1. how does a reflection over the line $y = x$ affect the coordinates of a point $(a,b)$?

○ a. the coordinates become $(-b,-a)$.
○ b. the coordinates stay the same.
○ c. the coordinates switch places to become $(b,a)$.
○ d. the coordinates become $(-a,-b)$.

1. which sequence of transformations maps a rectangle from $(1,2), (1,4), (3,4),$ and $(3,2)$ to $(-2,-4), (-2,-8), (-6,-8),$ and $(-6,-4)$?

○ a. translation by 9 units left and 12 units down
○ b. dilation by scale factor of 2
○ c. translation by 2 units right
○ d. dilation by scale factor of -2

1. what is the result of reflecting a figure over the y-axis?

○ a. the figure is rotated.
○ b. the figure is flipped horizontally.
○ c. the figure is translated.
○ d. the figure is resized.

Explanation:

Step1: Analyze reflection over $y=x$

A reflection over $y=x$ swaps $x,y$ coordinates.
For point $(a,b)$, new coordinates are $(b,a)$.

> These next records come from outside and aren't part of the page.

PR #1210, opened 2020-03-04
Use Arachne to vary line width

Ghostkeeper:
For now, this is just a WIP comparison to be able to offer review comments on libArachne.

Do not merge!

image

| 4.8 behaviour | Arachne behaviour |
|--------------------|---------------------------|
| alt text | alt text |

See CURA-7235.

PR #1252, opened 2020-05-08
Add closing operation on inner walls.

rburema:
This will prevent rounding errors from merging holes with each other too early. We might want to skip this and just wait until we get libArachne properly merged, which will _also_ solve this problem.
CURA-7424

### DIFF
--- a/src/WallsComputation.cpp
+++ b/src/WallsComputation.cpp
@@ -96,6 +96,9 @@ void WallsComputation::generateInsets(SliceLayerPart* part)
             }
         }
 
+        // Closing operation and epsilon to prevent rounding errors from merging hole polygons to early:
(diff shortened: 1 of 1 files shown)


Ghostkeeper:
I don't really know if this would be a good solution. I think you had the same feeling. My first instinct is that this could break things by accidentally fusing walls together. However if I think hard about it I can't think of a case where you wouldn't want that to happen.

Ghostkeeper:
After discussion with the team, we've decided to close this PR in favour of #1210 . This could erase very small holes in the model, although they would still be fused together by virtue of being so close together. In general, all developers had a bad feeling about this although we couldn't logically give a counterexample of why this PR is bad. We think #1210 is likely a more reliable way to fix this.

Step2: Analyze rectangle transformation

Take point $(1,2)\to(-2,-4)$. Calculate scale factor:
$\frac{-2}{1}=-2$, $\frac{-4}{2}=-2$.
Verify with $(1,4)\to(-2,-8)$: $\frac{-2}{1}=-2$, $\frac{-8}{4}=-2$.
This matches dilation by $-2$.

Step3: Analyze reflection over y-axis

Reflection over y-axis flips the figure across the vertical y-axis, which is a horizontal flip.

Answer:

1. c. The coordinates switch places to become $(b,a)$.
2. d. dilation by scale factor of -2
3. b. The figure is flipped horizontally.